((
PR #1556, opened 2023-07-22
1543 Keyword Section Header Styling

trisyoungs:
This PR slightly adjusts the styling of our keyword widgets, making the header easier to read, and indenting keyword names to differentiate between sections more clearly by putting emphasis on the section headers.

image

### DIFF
))
((
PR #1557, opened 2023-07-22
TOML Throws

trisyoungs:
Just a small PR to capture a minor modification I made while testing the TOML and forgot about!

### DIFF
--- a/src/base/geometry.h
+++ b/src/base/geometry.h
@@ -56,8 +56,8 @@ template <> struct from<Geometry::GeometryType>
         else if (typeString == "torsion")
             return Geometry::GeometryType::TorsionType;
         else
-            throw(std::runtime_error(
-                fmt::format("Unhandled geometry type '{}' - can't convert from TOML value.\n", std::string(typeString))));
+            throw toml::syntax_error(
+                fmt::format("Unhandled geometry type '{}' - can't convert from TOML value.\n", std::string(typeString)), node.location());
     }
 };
))
((
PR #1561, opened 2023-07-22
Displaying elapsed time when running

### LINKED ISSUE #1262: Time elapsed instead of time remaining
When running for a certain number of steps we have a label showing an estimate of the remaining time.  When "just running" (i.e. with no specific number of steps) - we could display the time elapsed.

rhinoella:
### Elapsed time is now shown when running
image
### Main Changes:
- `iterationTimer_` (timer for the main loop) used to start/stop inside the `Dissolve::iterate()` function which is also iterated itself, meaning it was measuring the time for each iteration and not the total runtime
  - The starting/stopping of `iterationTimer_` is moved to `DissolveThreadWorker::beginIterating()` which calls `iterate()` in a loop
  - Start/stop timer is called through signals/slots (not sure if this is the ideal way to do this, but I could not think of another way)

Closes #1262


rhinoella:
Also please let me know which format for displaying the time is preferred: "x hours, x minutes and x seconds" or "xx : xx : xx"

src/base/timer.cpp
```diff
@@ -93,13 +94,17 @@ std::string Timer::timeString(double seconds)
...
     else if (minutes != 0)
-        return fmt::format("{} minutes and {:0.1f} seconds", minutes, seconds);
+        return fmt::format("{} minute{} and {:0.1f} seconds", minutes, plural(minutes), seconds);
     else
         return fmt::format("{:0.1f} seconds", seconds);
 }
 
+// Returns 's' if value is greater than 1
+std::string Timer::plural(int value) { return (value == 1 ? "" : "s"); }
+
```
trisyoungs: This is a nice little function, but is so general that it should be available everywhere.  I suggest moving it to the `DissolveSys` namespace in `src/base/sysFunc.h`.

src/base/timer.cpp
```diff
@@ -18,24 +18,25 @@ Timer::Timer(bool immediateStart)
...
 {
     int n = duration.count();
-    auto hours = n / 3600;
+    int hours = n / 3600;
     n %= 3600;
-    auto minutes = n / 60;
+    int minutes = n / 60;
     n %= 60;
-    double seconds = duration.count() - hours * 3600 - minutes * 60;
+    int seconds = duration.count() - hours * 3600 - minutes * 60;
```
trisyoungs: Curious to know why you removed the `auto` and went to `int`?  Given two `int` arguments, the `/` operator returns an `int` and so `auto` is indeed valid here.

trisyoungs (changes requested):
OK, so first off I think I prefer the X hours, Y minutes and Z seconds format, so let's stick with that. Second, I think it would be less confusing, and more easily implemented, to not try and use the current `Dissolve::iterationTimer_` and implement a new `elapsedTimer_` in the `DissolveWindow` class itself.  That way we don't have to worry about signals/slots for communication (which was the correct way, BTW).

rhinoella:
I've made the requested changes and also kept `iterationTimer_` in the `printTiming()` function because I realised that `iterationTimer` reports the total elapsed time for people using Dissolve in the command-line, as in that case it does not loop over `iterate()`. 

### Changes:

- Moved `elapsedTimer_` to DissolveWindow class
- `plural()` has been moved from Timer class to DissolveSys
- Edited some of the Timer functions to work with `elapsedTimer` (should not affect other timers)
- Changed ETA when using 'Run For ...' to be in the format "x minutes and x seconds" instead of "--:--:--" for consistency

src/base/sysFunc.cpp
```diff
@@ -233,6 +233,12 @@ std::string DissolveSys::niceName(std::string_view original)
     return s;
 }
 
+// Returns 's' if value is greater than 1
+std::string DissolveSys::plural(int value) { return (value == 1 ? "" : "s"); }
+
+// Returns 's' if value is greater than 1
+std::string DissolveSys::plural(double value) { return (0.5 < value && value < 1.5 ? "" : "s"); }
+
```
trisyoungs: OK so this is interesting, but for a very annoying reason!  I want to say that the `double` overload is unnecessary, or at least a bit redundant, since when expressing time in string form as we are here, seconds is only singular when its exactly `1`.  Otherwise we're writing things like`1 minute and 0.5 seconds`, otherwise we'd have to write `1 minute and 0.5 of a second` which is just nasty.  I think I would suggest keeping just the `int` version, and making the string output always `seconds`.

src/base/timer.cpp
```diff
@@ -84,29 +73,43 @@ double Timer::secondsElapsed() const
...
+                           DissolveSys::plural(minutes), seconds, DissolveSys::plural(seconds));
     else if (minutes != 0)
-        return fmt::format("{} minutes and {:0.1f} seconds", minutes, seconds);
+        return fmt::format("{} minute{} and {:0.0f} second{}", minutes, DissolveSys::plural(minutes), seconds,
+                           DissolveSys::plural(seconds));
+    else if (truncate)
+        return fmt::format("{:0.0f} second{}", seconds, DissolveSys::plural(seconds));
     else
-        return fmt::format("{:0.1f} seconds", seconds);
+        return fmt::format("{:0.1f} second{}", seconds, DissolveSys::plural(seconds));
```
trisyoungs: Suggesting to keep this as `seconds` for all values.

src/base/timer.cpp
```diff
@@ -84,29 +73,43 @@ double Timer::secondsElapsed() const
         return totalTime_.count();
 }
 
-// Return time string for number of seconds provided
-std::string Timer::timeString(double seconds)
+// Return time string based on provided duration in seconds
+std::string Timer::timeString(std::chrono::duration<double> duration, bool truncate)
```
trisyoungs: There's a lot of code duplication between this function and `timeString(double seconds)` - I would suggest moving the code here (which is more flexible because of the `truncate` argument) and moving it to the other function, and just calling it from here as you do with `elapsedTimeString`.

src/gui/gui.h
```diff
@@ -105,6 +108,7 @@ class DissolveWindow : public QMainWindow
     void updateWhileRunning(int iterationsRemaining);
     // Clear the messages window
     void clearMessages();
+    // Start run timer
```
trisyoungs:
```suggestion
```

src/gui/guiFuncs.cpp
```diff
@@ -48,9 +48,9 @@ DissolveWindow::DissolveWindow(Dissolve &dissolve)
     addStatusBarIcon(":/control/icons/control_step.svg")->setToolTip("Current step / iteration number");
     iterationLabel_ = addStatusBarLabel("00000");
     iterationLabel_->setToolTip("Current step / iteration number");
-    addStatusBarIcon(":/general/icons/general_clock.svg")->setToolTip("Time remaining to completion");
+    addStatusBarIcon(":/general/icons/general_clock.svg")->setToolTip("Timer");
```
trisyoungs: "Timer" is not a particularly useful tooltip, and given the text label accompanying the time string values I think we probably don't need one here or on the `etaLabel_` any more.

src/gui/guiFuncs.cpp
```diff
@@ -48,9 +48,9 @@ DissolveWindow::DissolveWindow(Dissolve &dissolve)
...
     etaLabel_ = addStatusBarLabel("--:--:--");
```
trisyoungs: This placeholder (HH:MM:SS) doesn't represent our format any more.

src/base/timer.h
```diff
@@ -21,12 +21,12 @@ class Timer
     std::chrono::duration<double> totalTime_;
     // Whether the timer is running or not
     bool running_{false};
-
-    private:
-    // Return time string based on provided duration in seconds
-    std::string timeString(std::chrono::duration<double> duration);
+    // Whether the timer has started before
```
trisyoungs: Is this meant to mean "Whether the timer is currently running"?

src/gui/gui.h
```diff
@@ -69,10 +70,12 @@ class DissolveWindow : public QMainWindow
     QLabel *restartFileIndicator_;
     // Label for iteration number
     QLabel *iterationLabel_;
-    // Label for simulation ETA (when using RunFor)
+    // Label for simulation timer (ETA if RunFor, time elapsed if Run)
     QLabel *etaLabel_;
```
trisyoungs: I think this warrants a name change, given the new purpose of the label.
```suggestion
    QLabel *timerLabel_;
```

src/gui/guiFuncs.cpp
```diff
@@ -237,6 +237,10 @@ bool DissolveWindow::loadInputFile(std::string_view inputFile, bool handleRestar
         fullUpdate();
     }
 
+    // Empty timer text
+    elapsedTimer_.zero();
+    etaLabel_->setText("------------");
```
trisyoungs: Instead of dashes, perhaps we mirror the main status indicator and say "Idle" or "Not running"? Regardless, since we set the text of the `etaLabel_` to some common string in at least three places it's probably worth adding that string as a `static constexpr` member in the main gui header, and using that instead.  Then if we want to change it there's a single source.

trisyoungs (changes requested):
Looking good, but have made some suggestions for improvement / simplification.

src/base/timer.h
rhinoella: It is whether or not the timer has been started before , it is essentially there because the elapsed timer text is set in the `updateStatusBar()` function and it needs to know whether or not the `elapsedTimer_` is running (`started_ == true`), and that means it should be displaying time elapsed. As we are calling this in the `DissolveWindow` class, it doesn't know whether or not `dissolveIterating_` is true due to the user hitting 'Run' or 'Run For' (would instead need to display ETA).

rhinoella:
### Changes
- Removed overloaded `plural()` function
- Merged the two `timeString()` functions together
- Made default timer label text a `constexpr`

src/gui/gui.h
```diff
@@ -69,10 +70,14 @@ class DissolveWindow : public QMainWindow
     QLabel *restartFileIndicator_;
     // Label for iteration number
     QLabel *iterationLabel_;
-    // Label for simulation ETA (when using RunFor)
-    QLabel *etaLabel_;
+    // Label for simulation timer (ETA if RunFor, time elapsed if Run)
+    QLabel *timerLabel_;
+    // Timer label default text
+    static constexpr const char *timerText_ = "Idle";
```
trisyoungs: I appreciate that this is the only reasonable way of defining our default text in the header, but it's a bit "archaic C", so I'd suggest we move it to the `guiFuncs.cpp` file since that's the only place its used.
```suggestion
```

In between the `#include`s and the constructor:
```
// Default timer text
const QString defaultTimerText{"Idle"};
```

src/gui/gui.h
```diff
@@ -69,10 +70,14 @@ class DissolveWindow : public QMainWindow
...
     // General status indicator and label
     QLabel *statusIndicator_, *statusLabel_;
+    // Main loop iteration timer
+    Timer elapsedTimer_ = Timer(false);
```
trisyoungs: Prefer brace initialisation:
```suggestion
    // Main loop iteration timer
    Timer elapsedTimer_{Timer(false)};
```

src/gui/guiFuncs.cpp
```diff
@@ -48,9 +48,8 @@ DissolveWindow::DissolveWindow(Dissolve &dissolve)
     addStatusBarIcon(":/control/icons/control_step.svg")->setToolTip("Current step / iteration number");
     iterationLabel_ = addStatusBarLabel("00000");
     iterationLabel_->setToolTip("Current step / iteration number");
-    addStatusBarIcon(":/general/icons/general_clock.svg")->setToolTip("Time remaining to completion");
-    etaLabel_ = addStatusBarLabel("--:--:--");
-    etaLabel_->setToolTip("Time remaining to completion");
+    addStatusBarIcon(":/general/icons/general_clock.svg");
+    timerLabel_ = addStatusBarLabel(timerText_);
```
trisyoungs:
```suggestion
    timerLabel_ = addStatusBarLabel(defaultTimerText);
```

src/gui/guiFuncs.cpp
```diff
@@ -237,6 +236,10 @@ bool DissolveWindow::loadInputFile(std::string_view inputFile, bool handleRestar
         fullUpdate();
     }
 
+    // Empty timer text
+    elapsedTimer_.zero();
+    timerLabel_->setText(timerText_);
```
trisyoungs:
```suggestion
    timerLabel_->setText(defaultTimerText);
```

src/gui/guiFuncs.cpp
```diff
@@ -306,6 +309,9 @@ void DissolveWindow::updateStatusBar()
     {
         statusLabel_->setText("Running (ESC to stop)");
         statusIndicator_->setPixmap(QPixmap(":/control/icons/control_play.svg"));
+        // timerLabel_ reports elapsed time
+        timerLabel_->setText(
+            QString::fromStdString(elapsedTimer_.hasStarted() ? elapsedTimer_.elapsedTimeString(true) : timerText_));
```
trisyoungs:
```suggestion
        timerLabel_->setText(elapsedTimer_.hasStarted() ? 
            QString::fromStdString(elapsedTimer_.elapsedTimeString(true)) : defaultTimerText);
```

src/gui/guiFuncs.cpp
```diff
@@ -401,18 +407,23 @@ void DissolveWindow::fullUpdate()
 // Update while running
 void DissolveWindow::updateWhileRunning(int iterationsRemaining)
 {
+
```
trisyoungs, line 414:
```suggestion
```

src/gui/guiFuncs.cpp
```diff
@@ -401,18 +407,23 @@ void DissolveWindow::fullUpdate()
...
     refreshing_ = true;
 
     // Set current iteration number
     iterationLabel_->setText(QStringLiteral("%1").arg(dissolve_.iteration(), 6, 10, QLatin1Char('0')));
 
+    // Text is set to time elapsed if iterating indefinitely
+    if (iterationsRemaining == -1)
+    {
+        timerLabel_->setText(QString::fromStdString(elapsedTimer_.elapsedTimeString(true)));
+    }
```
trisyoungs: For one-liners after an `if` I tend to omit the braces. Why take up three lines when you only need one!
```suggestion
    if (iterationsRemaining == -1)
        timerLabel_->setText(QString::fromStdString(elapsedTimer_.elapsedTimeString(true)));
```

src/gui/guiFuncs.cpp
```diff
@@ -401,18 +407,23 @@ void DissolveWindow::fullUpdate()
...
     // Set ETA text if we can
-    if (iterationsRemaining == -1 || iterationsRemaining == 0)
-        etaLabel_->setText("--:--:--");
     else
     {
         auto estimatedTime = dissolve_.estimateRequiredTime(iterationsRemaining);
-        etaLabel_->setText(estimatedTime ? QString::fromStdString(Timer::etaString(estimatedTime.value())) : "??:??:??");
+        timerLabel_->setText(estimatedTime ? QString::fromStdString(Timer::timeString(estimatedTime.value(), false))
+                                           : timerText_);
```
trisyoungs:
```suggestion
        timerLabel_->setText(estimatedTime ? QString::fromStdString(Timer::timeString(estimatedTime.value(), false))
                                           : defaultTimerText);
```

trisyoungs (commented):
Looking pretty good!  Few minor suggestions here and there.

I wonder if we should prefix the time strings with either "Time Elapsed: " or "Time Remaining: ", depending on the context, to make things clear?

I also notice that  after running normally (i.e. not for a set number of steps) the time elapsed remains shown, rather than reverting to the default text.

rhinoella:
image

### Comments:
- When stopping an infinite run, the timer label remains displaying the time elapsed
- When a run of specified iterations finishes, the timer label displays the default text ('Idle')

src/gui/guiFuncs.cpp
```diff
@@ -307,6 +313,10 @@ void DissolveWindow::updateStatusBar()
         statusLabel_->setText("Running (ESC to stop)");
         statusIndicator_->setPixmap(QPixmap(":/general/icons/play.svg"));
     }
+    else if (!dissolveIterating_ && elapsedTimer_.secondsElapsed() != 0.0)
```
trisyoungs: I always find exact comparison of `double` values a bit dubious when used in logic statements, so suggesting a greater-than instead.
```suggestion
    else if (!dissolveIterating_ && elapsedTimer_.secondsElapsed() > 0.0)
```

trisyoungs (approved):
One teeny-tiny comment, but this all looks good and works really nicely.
))
- [Description of the task] Lines above with the string "QPixmap" need to be found and copied.

- [Response to this exercise]
         statusIndicator_->setPixmap(QPixmap(":/control/icons/control_play.svg"));
         statusIndicator_->setPixmap(QPixmap(":/general/icons/play.svg"));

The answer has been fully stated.